* [Exercise]:
Copy each line below holding "Daylight".

* [Dataset section]:

----

PR #2029, opened 2025-04-04
Distinguish between Atlantic Standard and Daylight time zones

### LINKED ISSUE #1999: incorrect time being displayed / wrong time zone info
The time zone for Halifax is actually "Atlantic Daylight Time", not "Atlantic Standard Time".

----

* [Response]:
Distinguish between Atlantic Standard and Daylight time zones
The time zone for Halifax is actually "Atlantic Daylight Time", not "Atlantic Standard Time".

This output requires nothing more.